WORK ORDER:
Find the line in the entries below that contains "MButton: Custom Button". Repeat it exactly, and every line after it through the line that contains "different OS platforms.".

**** WORKING DATA

PR #2223, opened 2023-11-04
MButton: Custom Button

tatarize:
See Pause.

image

Due to the implementation in OSX we cant do color buttons and so we get a white box. And where we thought the color would be white on dark red, it's actually white on white box with a dark red border. This stuff messes up the consistency and we're doing more work than we should want to do.

However, we did that whole ribbonbar so we should be able to do a tiny custom button. 

* We could more consistently show the icons, texts, restricted sizes and enforce interoperability with signals and other mkernal internals.
* We can ensure a consistent look and feel between different OS platforms.
* We can send out signals for when the buttons are pressed in a consistent manner.
* We can make more robust buttons, for example, we can make an Outline button that lets you choose between the outline type, like a multi-button.
* We can directly use VectorIcons with the known colors so we don't hard-code the force_darkmode information.

### DIFF
--- a/meerk40t/gui/button.py
+++ b/meerk40t/gui/button.py
@@ -968,7 +968,7 @@ class Art:
                 i += 1
         dc.DestroyClippingRegion()
 
-    def layout(self, dc: wx.DC):
+    def layout(self, dc: wx.DC, button):
         self.button_layout(dc, self.parent.button)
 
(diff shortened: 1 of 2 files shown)


tatarize:
Table this can of worms. Current implementation removed the pulldown for multi-buttons which is wrong, so this likely would need more work than potentially just starting over or doing something else.

PR #4786, opened 2023-04-05
Global: Remove legacy integrator

BigRoy:
## Changelog Description

Remove the legacy integrator.

## Additional info

Also removes the parts of the new integrator that should be redundant without the legacy integrator, including its settings.

I didn't touch the old already deprecated legacy settings because those are [still called in a fallback here](https://github.com/ynput/OpenPype/blob/1531708236cf9f27e459c2b20cd642e5f08905af/openpype/pipeline/publish/lib.py#L69-L77). Other than that they are also still in settings to keep the deprecated setting values around I think.

Should we remove those fallbacks too? (Not sure how long those have been deprecated).

## Testing notes:

1. Publishing should still work (across all hosts)


iLLiCiTiT (approved):
LGTM

PR #4788, opened 2023-04-05
Unreal: Use common logic to configure executable

antirotor:
## Changelog Description
Unreal Editor location and version was autodetected. This easied configuration in some cases but was not flexible enought. This PR is changing the way Unreal Editor location is set, unifying it with the logic other hosts are using.

## Additional info
When defining location of Unreal, set executable path in Settings to point to UnrealEditor binary.

## Testing notes:
1. Set location to `UnrealEditor` binary in settings.
2. Unreal Editor should start-up with all new project machinery the same way as before.

> **Note**
> To test it properly, you might want to delete Integration Plugin from the Engine itself if you have one there: `Engine/Plugins/Marketplace/OpenPype`


LiborBatek (approved):
Successfully tested the run of UE 5.1 via OP Settings.

First deleting the OP plugin and then configuring path via OP Settings to UE editor executable...

image

And OP Plugin built successfully here:
image


Running UE with OP and some OP Assets loaded into the level:

image

simonebarbieri (approved):
Works for both 5.0 and 5.1!

PR #4790, opened 2023-04-05
Global: plugins cleanup plugin will leave beauty rendered files

kalisp:
## Changelog Description
Attempt to mark more files to be cleaned up explicitly in intermediate `renders` folder in work area for farm jobs.

## Additional info
Hosts are rendering files into intermediate folder `work/TASK/HOST/renders`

********

COMPLETED TASK:
MButton: Custom Button

tatarize:
See Pause.

image

Due to the implementation in OSX we cant do color buttons and so we get a white box. And where we thought the color would be white on dark red, it's actually white on white box with a dark red border. This stuff messes up the consistency and we're doing more work than we should want to do.

However, we did that whole ribbonbar so we should be able to do a tiny custom button. 

* We could more consistently show the icons, texts, restricted sizes and enforce interoperability with signals and other mkernal internals.
* We can ensure a consistent look and feel between different OS platforms.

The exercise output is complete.